Foto: Thaís Monteiro | @thaclicando | Glow Pop Brasil
Gilberto Gil está se despedindo dos palcos, mas sua música continua ecoando como se o tempo não tivesse pressa. Na noite de sábado, a Farmasi Arena foi palco de mais um capítulo emocionante da turnê Tempo Rei, que vem percorrendo o país como um verdadeiro rito de celebração à vida e à obra do artista. Um dos maiores nomes da música brasileira, Gil já havia passado pelo local em apresentações marcantes no final de semana anterior, e dessa vez voltou ainda mais imponente. Entre homenagens e surpresas, como as participações de Marisa Monte e Lulu Santos nos shows anteriores, a noite de ontem ficou marcada pela presença da Cantora Anitta.
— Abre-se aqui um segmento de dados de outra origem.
PR #286, opened 2020-05-23
Register group

iligiddi:
Allow configuration of custom devices via the main yaml.
Also config.py is fully independent from any specific device implementation now.

Usage example:
        xknx = XKNX(
                loop=self.loop,
                custom_device_classes = { "custom_device" : CustomDevice },
                config= "xknx.yaml")


iligiddi:
need to fix Travis CI reports first

PR #292, opened 2020-05-23
Register group

iligiddi:
Enable registration of customized Device classes.

Customized device classes can also be configured within the same yaml configuration.
Usage example:
xknx = XKNX(
loop=self.loop,
custom_device_classes={"custom_device": CustomDevice},
config="xknx.yaml")
)

config.py does not contain device dependencies any more.

### DIFF
--- a/test/core_tests/config_test.py
+++ b/test/core_tests/config_test.py
@@ -463,7 +463,7 @@ class TestConfig(unittest.TestCase):
     def test_config_file_error(self):
         """Test error message when reading an errornous config file."""
         with patch('logging.Logger.error') as mock_err, \
-                patch('xknx.core.Config.parse_group_light') as mock_parse:
+                patch('xknx.devices.Light.from_config') as mock_parse:
             mock_parse.side_effect = XKNXException()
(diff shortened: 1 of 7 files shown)


iligiddi:
Enable registration of customized Device classes.

Customized device classes can also be configured within the same yaml configuration.
Usage example:
        xknx = XKNX(
                loop=self.loop,
                custom_device_classes={"custom_device": CustomDevice},
                config="xknx.yaml")
            )

config.py does not contain device dependencies any more.

iligiddi:
Enable registration of customized Device classes.

Customized device classes can also be configured within the same yaml configuration.
Usage example:
xknx = XKNX(
loop=self.loop,
custom_device_classes={"custom_device": CustomDevice},
config="xknx.yaml")
)

config.py does not contain device dependencies any more.

marvin-w:
@iligiddi We will no longer support the old config style. Your refactoring makes kind of sense but due to the fact that you've mixed new functionality with a major refactoring this change is really hard to review and stale since march.

I'll close this therefore. If you want to add `CustomDevices` please open a PR for the dedicated device type.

Com alguns minutos de atraso, Gil começou o show por volta de 20:40h, com a música “Palco”, como quem já anuncia que está no centro da história. Na sequência, “Tempo Rei” soou como uma reverência ao tempo vivido, ao tempo que resta, e ao tempo que a música eterniza. Gil fez jus ao título da turnê e entregou um repertório que costura décadas de trajetória com sutileza e força.
Os arranjos ganharam corpo com a presença familiar que o acompanha: filhos, netos, músicos que compartilham não só sangue, mas uma sintonia rara e ancestral. A troca entre eles no palco é milenar, como se cada nota fosse herdada e reimaginada ao mesmo tempo.


Foi então que o tempo nos puxou de volta para os anos 60. “Domingo no Parque” trouxe imagens da Tropicália nos telões, Gil mais uma vez nos lembrando que foi um dos pilares desse movimento que moldou a música brasileira. A canção, que integrou seu primeiro disco e também o antológico Tropicália ou Panis et Circencis, serviu de ponte para “Cálice”, feita em parceria com Chico Buarque. Antes dos primeiros versos, o telão exibiu um depoimento de Chico, lembrando como nasceu a amizade e a aliança musical de mais de 50 anos. Cálice, com sua potência simbólica, voltou a silenciar a censura, agora pelos aplausos fortes do público.
Na sequência, “Back in Bahia”, “Refazenda” e “Refavela” reafirmaram a habilidade única de Gil em unir raízes e modernidade. A plateia acompanhava cada acorde com emoção, dançando, cantando e sorrindo. Um show de quase duas horas e meia que mais parecia uma aula-viva sobre o poder da música de atravessar o tempo e nos manter de pé. O momento de “Realce”, coroado com um chuvisco de fogos, deu ainda mais brilho à celebração.
Em seguida, Gil desligou a guitarra elétrica e entrou num instante mais íntimo. Só voz e violão. Vieram então “Drão”, “Estrela” e “Esotérico”, esta última, uma das composições mais cultuadas de seu repertório, imortalizada por nomes como Gal Costa e Caetano Veloso. O silêncio respeitoso da plateia nesse trecho foi tão poderoso quanto os aplausos.


Mas logo o artista oltou à guitarra e retomou a energia com “Expresso 2222” e “Andar com Fé”. E aí, o momento mais inesperado da noite: Anitta subiu ao palco. Juntos, cantaram “Funk-se quem puder” e Aquele Abraço. Um encontro simbólico entre gerações — o ícone da MPB e a força pop contemporânea dividindo o palco, provando que a música de Gil ultrapassa estilos e idades.


Para o bis, Esperando na Janela, em versão cheia de axé e calor, antecedeu o fechamento apoteótico com Toda Menina Baiana. Papel picado no ar, todo mundo pulando e cantando junto. Era impossível não sorrir.

Gilberto Gil se despede, mas deixa um legado que não se apaga. E na Farmasi Arena, ontem, ele fez questão de lembrar: o tempo pode passar, mas o rei continua em cena.